Saved entries:
--- START ---

PR #2062, opened 2024-09-25
clamp pagination at 10 pages

longhotsummer:
This prevents a major performance issue with very large datasets (> 50,000) where crawlers can page through the entire dataset, hurting PostgreSQL because `OFFSET` pagination in psql is inefficient.

See https://readyset.io/blog/optimizing-sql-pagination-in-postgres

https://www.loom.com/share/973f54014ae94bb4b18bb2bfd5b6266e

### DIFF
--- a/peachjam/templatetags/peachjam.py
+++ b/peachjam/templatetags/peachjam.py
@@ -2,7 +2,6 @@ import datetime
 import json
 
 from django import template
-from django.core.paginator import Paginator
 from django.http import QueryDict
 from django.urls import reverse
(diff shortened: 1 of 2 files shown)


actlikewill (approved):
great, i'm very curious if users will notice

longhotsummer:
> great, i'm very curious if users will notice

Me too. If necessary, we can tweak the page size, or move to cursor-based pagination.

longhotsummer:
An alternative later is https://github.com/photocrowd/django-cursor-pagination

PR #2067, opened 2024-09-27
ratification counts; move ratification templates into africanlii

### LINKED ISSUE #1778: Ratifications count incorrect on AfricanLII
When importing ratification information, we report on all 55 states. Those that have not signed and/or ratified a document, are still imported but the signature date is left blank. Yet the counter on the Ratifications tab counts each entry.

Could the counter please count only the actual Ratification Date that is not null entries?

longhotsummer:
fixes #1778 

image


actlikewill (approved):
looks good

PR #2070, opened 2024-09-27
get_update_or_create method

actlikewill:


longhotsummer:
does it need to be used by other fields that would cause the document to be re-indexed for search?

actlikewill:
> does it need to be used by other fields that would cause the document to be re-indexed for search?

there is actually no other place it is needed in the adapter, the only other that do update_or_create are source files and publication files

Issue #1808, opened 2024-04-30
Handle long document lists and citation lists


actlikewill:
We need a better way of handling long lists of documents.

This is a problem for both long lists of citations in the document detail view and the legislation view.

We may want to split incoming and outgoing citations into separate tabs, and make them actual URLs so they are loaded separately (or via HTMX)

longhotsummer:
eg. see the expanded citation list for https://tanzlii.org/akn/tz/act/ord/1930/11/eng@2019-11-30

PR #2071, opened 2024-09-27
Citations speed

longhotsummer:
https://www.loom.com/share/5584208b940e476b9662234b5af9a8b7

image

This changes how we render citation lists, so that documents that are heavily cited don't have very long page load times.

* only show the first 10 of each group
* use htmx to load the next ten, etc.

Also changes to link to the cited works using the full expression FRBR URI, not the work uri.

Also reduces py-4 to py-3 since our base font size is a  bit bigger.

### DIFF
--- a/peachjam/models/citations.py
+++ b/peachjam/models/citations.py
@@ -3,6 +3,8 @@ from datetime import timedelta
 from random import randint
 
 from django.db import models
+from django.db.models import F, Window
+from django.db.models.functions import RowNumber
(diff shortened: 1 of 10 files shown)


longhotsummer:
Closes #1808

actlikewill (approved):
awesome, htmx is perfect for this experience

longhotsummer:
> awesome, htmx is perfect for this experience

absolutely -- i :heart: htmx

PR #2080, opened 2024-09-30
Check for duplicate images in adapter

actlikewill:
check for duplicate image


longhotsummer:
the `filenames` set already does this?

longhotsummer:
https://github.com/laws-africa/peachjam/pull/2065 already fixed this in theory?

longhotsummer (approved):
happy to include this to make it more robust

PR #80, opened 2023-06-23
Actor critic tests

dlangbe:
Adds the following tensor contraction tests using the actor-critic contraction selection algorithm:
- bilinear_contraction_ac_f32
- bilinear_contraction_ac_f64
- scale_contraction_ac_f32
- scale_contraction_ac_f64

Adds timing for contraction selection and modifies kernel performance logging.
- hiptensorContraction will record and log timing and throughput results when logging mode is set to `HIPTENSOR_LOG_LEVEL_PERF_TRACE`


library/src/contraction/contraction_selection.cpp
```diff
@@ -2602,7 +2595,18 @@ namespace hiptensor
 
             if(auto candidate = candidates.find(unique_id); candidate != candidates.end())
             {
-                *winner = candidate->second;
+                auto* solution = candidate->second;
+
+                PerfMetrics metrics = {
```
cgmillette: Can probably remove the metrics as they are unused. Then can condense the assignment of winner to candidate->second

cgmillette (approved):

PR #93, opened 2023-07-26
Initial yaml-config

cgmillette:
- Use existing llvm libs with clang deployment
- Setup initial schema for Contraction Test
- Add utils for read / write to file
- Add object for YAML wrappers.
- Fixup some project hierarchy


dlangbe (approved):
LGTM!

PR #102, opened 2023-08-30
Add Doxygen warnings as errors

CongMa13:
- There are bugs in Doxygen 1.8.13 which is used by readthedocs
  - Skip code to avoid Doxygen errors


cgmillette (approved):
LGTM!

PR #107, opened 2023-09-06
Fix compiler errors in debug build

cgmillette:
hiptensorPrintArrayElements function interface has changed


CongMa13 (approved):
lgtm. 

Just curious, wasn't there build error for PR that changed hiptensorPrintArrayElements?

cgmillette:
There might have been, however the CI only runs a release build atm. Maybe we can look at adding pipes for the debug builds as well.
The instances causing the build error were hidden behind !NDEBUG

PR #108, opened 2023-09-06
Update tests

cgmillette:
- Reinstate some meaningful test sizes that are compatible with hipTensor.
- Separate contraction_test into hpp/cpp
- Buffer hipTensor API logging,
- Fix llvm command line option for showing hipTensor version
- Add llvm command line option for omitting outputs
- Control output flow with omit options
- Don't output tensors contents by default.
- Skip tests if device or run checks fail
- Add supported device check before startup


mkarunan (dismissed):
Looks good

dlangbe (dismissed):

PR #112, opened 2023-09-08
Add codeowners for documentation

samjwu:
Adding code owners for documentation. Plan is to add mandatory reviews from this group of code owners to merge any documentation changes. The header directory is related to documentation and thus changes to that are also flagged for documentation review.


cgmillette (changes requested):
Can you append this to the existing codeowners?
Otherwise this wipes out the existing settings too.

samjwu:
> Can you append this to the existing codeowners? Otherwise this wipes out the existing settings too.

Oops. Thanks for catching that.

cgmillette (approved):

PR #128, opened 2023-10-04
yaml_test saves test data into a temp file

CongMa13:
yaml_test will fail when the work folder is readonly, if it creates a file in the work folder

Thus, yaml_test saves test data into a temp file


cgmillette (approved):
LGTM

dlangbe (approved):

PR #145, opened 2023-10-31
Add CPU implementation of elementwise permutation

CongMa13:
- Add CPU implementation of elementwise permutation -  permutationByCpu
- Add sample of elementwise permutation

GPU implementation of elementwise permutation is not done yet.

### DIFF
--- a/library/src/permutation/permutation_cpu_reference.hpp
+++ b/library/src/permutation/permutation_cpu_reference.hpp
@@ -23,30 +23,28 @@
  * THE SOFTWARE.
  *
  *******************************************************************************/
+
+#ifndef HIPTENSOR_PERMUTATION_CPU_REFERENCE_HPP
+#define HIPTENSOR_PERMUTATION_CPU_REFERENCE_HPP
+
+#include <hip/library_types.h>
+
 #include <hiptensor/hiptensor.hpp>
-
-#include "permutation_cpu_reference.hpp"
-
-hiptensorStatus_t hiptensorPermutation(const hiptensorHandle_t*           handle,
-                                       const void*                        alpha,
-                                       const void*                        A,
+namespace hiptensor
+{
+    namespace detail
+    {
+        template <typename DataType>
+        hiptensorStatus_t permuteByCpu(const void*                        alpha,
+                                       const DataType*                    A,
                                        const hiptensorTensorDescriptor_t* descA,
                                        const int32_t                      modeA[],
-                                       void*                              B,
+                                       DataType*                          B,
                                        const hiptensorTensorDescriptor_t* descB,
                                        const int32_t                      modeB[],
-                                       const hipDataType                  typeScalar,
-                                       const hipStream_t                  stream)
-{
-    assert(descA->mType == HIP_R_16F || descA->mType == HIP_R_32F);
-    assert(descA->mType == descB->mType);
-    if(descA->mType == HIP_R_16F)
-    {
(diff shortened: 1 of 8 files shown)


library/src/permutation/permutation_cpu_reference.hpp
```diff
@@ -0,0 +1,50 @@
...
+
+#ifndef HIPTENSOR_PERMUTATION_CPU_REFERENCE_HPP
+#define HIPTENSOR_PERMUTATION_CPU_REFERENCE_HPP
+
+#include <hip/library_types.h>
+
+#include <hiptensor/hiptensor.hpp>
+namespace hiptensor
+{
+    namespace details
```
cgmillette: This namespace for consistency perhaps change to 'detail' instead of 'details'

library/src/permutation/hiptensor_permutation.cpp
```diff
@@ -36,5 +38,5 @@ hiptensorStatus_t hiptensorPermutation(const hiptensorHandle_t*           handle
                                        const hipDataType                  typeScalar,
                                        const hipStream_t                  stream)
 {
-    return HIPTENSOR_STATUS_SUCCESS;
+    return hiptensor::details::permuteByCpu(alpha, A, descA, modeA, B, descB, modeB, typeScalar);
```
cgmillette: This function will deduce DataType template argument as 'void'. Is this intended?

library/src/permutation/permutation_cpu_reference_impl.hpp
```diff
@@ -0,0 +1,86 @@
...
+
+#include "permutation_cpu_reference.hpp"
+#include "types.hpp"
+#include "util.hpp"
+
+namespace hiptensor
+{
+    namespace details
+    {
+        template <typename DataType>
```
cgmillette, line 40: Template type DataType doesn't appear to be used. Can we remove the template param and use void data pass-through from the API? E.g.
```
hiptensorStatus_t permuteByCpu(const void*                        alpha,
                                       const void*                    A,
                                       const hiptensorTensorDescriptor_t* descA,
                                       const int32_t                      modeA[],
                                       void*                          B,
                                       const hiptensorTensorDescriptor_t* descB,
                                       const int32_t                      modeB[],
                                       const hipDataType                  typeScalar)
```

samples/02_permutation/permutation.cpp
```diff
@@ -0,0 +1,179 @@
...
+#include <algorithm>
+#include <iostream>
+#include <string>
+#include <unordered_map>
+#include <vector>
+
+#include <hiptensor/hiptensor.hpp>
+#include <hiptensor/internal/hiptensor_utility.hpp>
+
+#include "../common.hpp"
```
cgmillette: Might be good to add the samples base dir to the include directories to avoid the relative paths

samples/common.hpp
```diff
@@ -35,10 +35,10 @@
...
     }
 
-#define HIPTENSOR_FREE_HOST(ptr) \
-    if(ptr != nullptr)           \
-    {                            \
-        free(ptr);               \
+#define HIPTENSOR_FREE_HOST(ptr)           \
+    if(ptr != nullptr)                     \
+    {                                      \
+        CHECK_HIP_ERROR(hipHostFree(ptr)); \
```
cgmillette, line 41: Nice catch

library/src/permutation/hiptensor_permutation.cpp
cgmillette: See comment below on the permuteByCpu function

cgmillette (approved):
Lgtm

PR #148, opened 2023-11-02
Replace sprintf with snprintf

CongMa13:
snprintf is safe function since it will not write data beyond the limited size.


cgmillette (approved):
Looks good thanks for the catch

PR #157, opened 2023-11-21
Enable  Contraction for complex float and double types

mkarunan:
Enable complex float and double support in library.
Modify CPU Contraction reference class to handle complex types.
Add CPU scale contraction samples for complex types.


library/include/hiptensor/internal/hiptensor_utility.hpp
```diff
@@ -60,6 +61,16 @@
...
+inline std::ostream& operator<<(std::ostream& os, const hipFloatComplex& fc)
+{
+    return os << hipCrealf(fc) << " " << hipCimagf(fc);
+}
+
+inline std::ostream& operator<<(std::ostream& os, const hipDoubleComplex& dc)
+{
+    return os << hipCreal(dc) << " " << hipCimag(dc);
+}
+
```
CongMa13: Could we print complex in a format like "3 + 2i"?

library/src/hiptensor.cpp
```diff
@@ -151,8 +151,7 @@ hiptensorStatus_t hiptensorInitTensorDescriptor(const hiptensorHandle_t*     han
         return HIPTENSOR_STATUS_NOT_INITIALIZED;
     }
 
-    if((lens == nullptr)
-       || ((dataType != HIP_R_16F) && (dataType != HIP_R_32F) && (dataType != HIP_R_64F))
+    if((lens == nullptr) || ((dataType != HIP_R_32F) && (dataType != HIP_R_64F) && (dataType != HIP_C_32F) && (dataType != HIP_C_64F))
```
CongMa13: It's nice to support HIP_C_32F and HIP_C64F. And could we keep the support to HIP_R_16F as well since permute has been supporting f16. Permute_test cannot pass without it.

samples/01_contraction/simple_scale_contraction_doubleComplex_cpu.cpp
```diff
@@ -0,0 +1,232 @@
...
+                                     ((double(std::rand())) / double(RAND_MAX) - 0.5) * 100);
+    }
+
+    for(int64_t i = 0; i < elementsD; i++)
+    {
+        D[i] = make_hipDoubleComplex((double)std::numeric_limits<double>::signaling_NaN(),
+                                     (double)std::numeric_limits<double>::signaling_NaN());
+    }
+
+    CHECK_HIPTENSOR_ERROR(hiptensorContractionReference((void*)&alpha,
```
CongMa13, line 159: Just want to confirm that this will be replaced with CK implementation later?

CongMa13 (changes requested):

samples/01_contraction/simple_scale_contraction_doubleComplex_cpu.cpp
mkarunan: yes right, this sample will be a device version like other samples for f32 , f64. Right now, its only a cpu version for complex float and double.

test/01_contraction/contraction_test.cpp
```diff
@@ -328,7 +354,9 @@ namespace hiptensor
             {
                 auto resource = getResource();
 
-                int size = ((DDataType == HIP_R_32F) ? sizeof(float) : sizeof(double));
+                int size = ((DDataType == HIP_R_32F) ? sizeof(float) : (DDataType == HIP_C_32F)
```
cgmillette, line 357: ~~Might be a good idea to implement a utility function to determine the element size from the hipDataType~~

Please use hipDataTypeSize utility here.

library/src/contraction/contraction_solution_impl.hpp
```diff
@@ -95,11 +95,11 @@ namespace hiptensor
 
             if(alpha != nullptr)
             {
-                alphaF = hiptensor::readVal<float>(alpha, HipDataType_v<typename Traits::EDataT>);
+                alphaF = hiptensor::readVal<float>(alpha, convertToComputeType(HipDataType_v<typename Traits::EDataT>));
```
cgmillette, line 132: Compute type should be available in MetaTraits<DeviceOp>::ComputeT

test/01_contraction/contraction_test.cpp
```diff
@@ -367,6 +395,48 @@ namespace hiptensor
                     hiptensorPrintArrayElements<float>(stream, (float*)D.get(), elementsCD);
                     stream << std::endl;
                 }
+                else if(DDataType == HIP_C_32F)
+                {
+                    stream << "Tensor A elements:\n";
```
cgmillette, line 400: The type of D shouldn't determine the type of the rest of ABC.
What we need to do here is implement a wrapper:
```
hipTensorPrintArrayElements(stream, void* data, elementCount, hipDataType dataType)
{
    if (dataType == HIP_R_32F)
    {
        hipTensorPrintArrayElements<float>(...);
    } else if...
}
```

That way the dispatching is wrapped up. The new code should look something like
```
hipTensorPrintArrayElements(stream, resource->hostA().get(), elementsA, ADataType);
hipTensorPrintArrayElements(stream, resource->hostB().get(), elementsA, BDataType);
...
```

test/01_contraction/contraction_test.cpp
```diff
@@ -456,16 +526,19 @@ namespace hiptensor
                                                 size_t{1},
                                                 std::multiplies<size_t>());
 
-            int  sizeD = elementsCD * ((DDataType == HIP_R_32F) ? sizeof(float) : sizeof(double));
+            int sizeD = elementsCD * ((DDataType == HIP_R_32F) ? sizeof(float) : (DDataType == HIP_C_32F)
```
cgmillette, line 529: use the hipDataSize utility

test/device/common.hpp
```diff
@@ -72,8 +72,21 @@ __global__ void fillKernel(DataType* data, uint32_t elementSize, uint32_t seed)
 
     if(index < elementSize)
     {
-        auto value  = (DataType(index / DataType(RAND_MAX) - 0.5) * 100) / elementSize;
-        data[index] = static_cast<DataType>(value);
+        if constexpr(std::is_same_v<DataType, hipFloatComplex>)
+        {
+            auto value  = (float(index / float(RAND_MAX) - 0.5) * 100) / elementSize;
+            data[index] = DataType(value, value);
```
cgmillette, line 78: Since this check is explicitly for hipFloatComplex, then we should use the factory functions:
make_hipFloatComplex
make_hipDoubleComplex

test/01_contraction/contraction_test.cpp
```diff
@@ -456,16 +526,19 @@ namespace hiptensor
...
+                                                               ? sizeof(hipFloatComplex) : (DDataType == HIP_C_64F)
+                                                               ? sizeof(hipDoubleComplex) : sizeof(double));
+
             auto reference = resource->allocDevice(sizeD);
             resource->copyData(reference, resource->hostD(), sizeD);
 
-            if(DDataType == HIP_R_32F)
+            if(DDataType == HIP_R_32F || DDataType == HIP_C_32F)
             {
                 std::tie(mValidationResult, mMaxRelativeError) = compareEqualLaunchKernel<float>(
```
cgmillette, line 538: Same as with hipTensorPrintArrayElements, we might want another wrapper so that we can hide the dispatching here in the wrapper.

test/01_contraction/contraction_test.cpp
```diff
@@ -241,6 +241,19 @@ namespace hiptensor
                                            elementsCD,
                                            std::numeric_limits<float>::signaling_NaN());
             }
+            else if(ADataType == HIP_C_32F && BDataType == HIP_C_32F && DDataType == HIP_C_32F)
```
cgmillette, line 244: See comments for hipTensorPrintArrayElements

library/src/contraction/contraction_solution_impl.hpp
```diff
@@ -46,20 +46,68 @@ namespace std
 
 namespace hiptensor
 {
-    template <typename DeviceOp, typename Enabler = void>
+    template <typename DeviceOp, typename DataType, typename Enabler = void>
```
cgmillette, line 49: You don't need to add DataType as a template parameter here. 
You can get the type information you need below from the typename MetaTraits<DeviceOp>::ADataT

library/src/contraction/contraction_solution_impl.hpp
```diff
@@ -232,10 +389,723 @@ namespace hiptensor
...
+            D_d_imag.reset(nullptr);
+            D_d_imag = std::move(allocDevice<elementType>(elementsD));
+            E_d_real.reset(nullptr);
+            E_d_real = std::move(allocDevice<elementType>(elementsE));
+            E_d_imag.reset(nullptr);
+            E_d_imag = std::move(allocDevice<elementType>(elementsE));
+
+            auto blockDim = dim3(1024, 1, 1);
+            auto gridDim  = dim3(ceilDiv(elementsA, blockDim.x), 1, 1);
+            hipLaunchKernelGGL(
```
cgmillette: We usually use hipLaunchKernelGGL if we need timing params through events. These are unused here so we can get away with the triple chevron syntax instead <<<>>>

library/src/contraction/contraction_solution_impl.hpp
```diff
@@ -232,10 +389,723 @@ namespace hiptensor
...
+                            (unpack<DataType, elementType>), gridDim, blockDim, 0, 0, (const DataType*)D,
+                            (elementType*)D_d_real.get(), (elementType*)D_d_imag.get(), elementsD);
+
+            gridDim  = dim3(ceilDiv(elementsE, blockDim.x), 1, 1);
+            hipLaunchKernelGGL(
+                            (unpack<DataType, elementType>), gridDim, blockDim, 0, 0, (const DataType*)E,
+                            (elementType*)E_d_real.get(), (elementType*)E_d_imag.get(), elementsE);
+
+            // Initialize the argument pointer
+            mArgPtr[0] = std::move(deviceOp->MakeArgumentPointer(
```
cgmillette: You might want to create a lambda helper function to create each argument pointer so reduce some of the repetition here. The input args to the lambda would be the items that change (device ptrs, etc). The rest would be captures (such as lengths / strides)

library/src/contraction/contraction_solution_impl.hpp
```diff
@@ -232,10 +389,723 @@ namespace hiptensor
...
+                toCKVec(e_ms_ns_strides),
+                typename Traits::AOp{},
+                typename Traits::BOp{},
+                typename Traits::CDEOp{alphaF, betaF}));
+
+            // Attach the workspace pointer
+            deviceOp->SetWorkSpacePointer(mArgPtr[0].get(), workspacePtr);
+
+            // Initialize the invoker
+            mInvokerPtr[0] = std::move(deviceOp->MakeInvokerPointer());
```
cgmillette: Not sure that there is a need for 4 separate invokers because they are all the same kernel. We can try to feed each of the separate args kernels to just a single invoker ptr.

library/src/contraction/contraction_solution_impl.hpp
```diff
@@ -232,10 +389,723 @@ namespace hiptensor
...
+        : public ContractionSolution
+    {
+    protected :
+        std::vector<std::unique_ptr<ck::tensor_operation::device::BaseArgument>> mArgPtr;
+        std::vector<std::unique_ptr<ck::tensor_operation::device::BaseInvoker>>  mInvokerPtr;
+
+        using elementType = typename std::conditional<std::is_same<DataType, hipFloatComplex>::value,
+                                                      float, double>::type;
+
+        std::unique_ptr<elementType, DeviceDeleter> A_d_real;
```
cgmillette, line 490: Please prefix member variables with m

library/src/contraction/contraction_solution_impl.hpp
```diff
@@ -232,10 +389,723 @@ namespace hiptensor
...
+        std::unique_ptr<elementType, DeviceDeleter> A_d_imag;
+        std::unique_ptr<elementType, DeviceDeleter> B_d_real;
```
cgmillette, line 492: You may want to define an alias for the device allocations
```
template<typename DataT>
using DevicePtrT = std::unique_ptr<DataT, DeviceDeleter>;

DevicePtrT mAReal;
DevicePtrT mAImag;
...
```

This will help to cut down on repetition

cgmillette (changes requested):
In general, I think the approach is sound, however there are some areas we can de-risk and improve code quality. Please see other comments!

PR #160, opened 2023-11-29
Fix docs build error and warnings

neon60:
@parbenc please continue, fix all warnings.

### DIFF
--- a/library/include/hiptensor/internal/type_traits.hpp
+++ b/library/include/hiptensor/internal/type_traits.hpp
@@ -271,66 +271,6 @@ namespace std
         hiptensor::detail::Fp16Bits eps(static_cast<uint16_t>(0x7FC0));
         return eps.b16;
     }
-
-    ///////////////////////////////////////////////////////////
-    ///////////  std::numeric_limits<xfloat32_t>  //////////////
-    ///////////////////////////////////////////////////////////
-
-    template <>
-    HIPTENSOR_HOST_DEVICE constexpr hiptensor::xfloat32_t
-        numeric_limits<hiptensor::xfloat32_t>::epsilon() noexcept
-    {
-        hiptensor::detail::Fp32Bits eps(static_cast<float>(FLT_EPSILON));
-        return eps.xf32;
-    }
-
-    template <>
-    HIPTENSOR_HOST_DEVICE constexpr hiptensor::xfloat32_t
-        numeric_limits<hiptensor::xfloat32_t>::infinity() noexcept
-    {
-        hiptensor::detail::Fp32Bits eps(static_cast<float>(HUGE_VALF));
-        return eps.xf32;
-    }
-
-    template <>
-    HIPTENSOR_HOST_DEVICE constexpr hiptensor::xfloat32_t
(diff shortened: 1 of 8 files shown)


neon60:
@samjwu There are some overlap between your spelling branch and our branch. Can you check our changes and suggest if we should take over your commit(s)? We can also add the changes to your branch, if you want.

samjwu:
> @samjwu There are some overlap between your spelling branch and our branch. Can you check our changes and suggest if we should take over your commit(s)? We can also add the changes to your branch, if you want.

I think it might be clearest to have both PRs to focus on separate concerns. It looks like this one fixes some things with doxygen while mine only does spelling.

samjwu (dismissed):

neon60:
> > @samjwu There are some overlap between your spelling branch and our branch. Can you check our changes and suggest if we should take over your commit(s)? We can also add the changes to your branch, if you want.
> 
> I think it might be clearest to have both PRs to focus on separate concerns. It looks like this one fixes some things with doxygen while mine only does spelling.

You are right. We will have separate PRs and your PR already merged in.

parbenc:
Separated spellcheck stuff into another branch.

neon60:
> Separated spellcheck stuff into another branch.

@parbenc Can you open that PR?

neon60:
@parbenc Can we remove the WIP from the title?

library/include/hiptensor/internal/type_traits.hpp
```diff
@@ -270,6 +271,68 @@ namespace std
         hiptensor::detail::Fp16Bits eps(static_cast<uint16_t>(0x7FC0));
         return eps.b16;
     }
+
+    ///////////////////////////////////////////////////////////
```
neon60: Seems to be new functions added? Do we need these?

parbenc: you're right, this has sneaked back with the rebase. i have removed it

parbenc:
> @parbenc Can we remove the WIP from the title?

Unfortunately i can't edit this PR.

neon60:
Looks good to me.

parbenc:
@cgmillette could you please look at this?

library/include/hiptensor/internal/type_traits.hpp
```diff
@@ -270,6 +271,8 @@ namespace std
         hiptensor::detail::Fp16Bits eps(static_cast<uint16_t>(0x7FC0));
         return eps.b16;
     }
+#endif // DOXYGEN_SHOULD_SKIP_THIS
+    // @endcond
```
cgmillette: Need the endcond?

cgmillette (commented):
LGTM - just not sure about the dangling endcond

library/include/hiptensor/internal/type_traits.hpp
parbenc: probably not. it snuck back in during a rebase

parbenc: removed it. could you please approve it again

cgmillette (approved):

saadrahim (approved):

PR #165, opened 2023-12-07
Update llvm raw_fd_ostream usage to new interface

cgmillette:
The constructor for raw_fd_ostream has changed with the new llvm version.

Adjusted to use default of  llvm::sys::fs::F_None flag.


CongMa13 (approved):
lgtm

CongMa13 (changes requested):
Seems like there is missing header file.

cgmillette:
> Seems like there is missing header file.

Yea, because it's a breaking change with new llvm version. CI not updated to it yet

PR #427, opened 2019-02-13
Skip ansible-lint 601 error

h00130372:
We skip ansible-lint 601 error first to make sure job
checking success.


h00130372:
fix the error instead

PR #428, opened 2019-02-13
Fix ansible-lint 601 error

h00130372:
Fix ansible-lint 601 error don't compare to literal
ture/false.


h00130372:
fix this with ansible-lint 306 in other pull request

PR #430, opened 2019-02-18
Add job for running spark funcional testing on native k8s cluster

liu-sheng:
Closes: # theopenlab/openlab#188

### DIFF
--- a/zuul.d/jobs.yaml
+++ b/zuul.d/jobs.yaml
@@ -1065,3 +1065,10 @@
       inventory_name: orange
     secrets:
       - orange_credentials
+
+- job:
+    name: spark-funcional-test-k8s
+    parent: init-test
+    description: |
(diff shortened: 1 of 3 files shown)


liu-sheng:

--- END ---

Assigned task:
Check every line of the entries above, and copy those that carry the string "files".

Expected output:
(diff shortened: 1 of 2 files shown)
there is actually no other place it is needed in the adapter, the only other that do update_or_create are source files and publication files
(diff shortened: 1 of 10 files shown)
(diff shortened: 1 of 8 files shown)
(diff shortened: 1 of 8 files shown)
(diff shortened: 1 of 3 files shown)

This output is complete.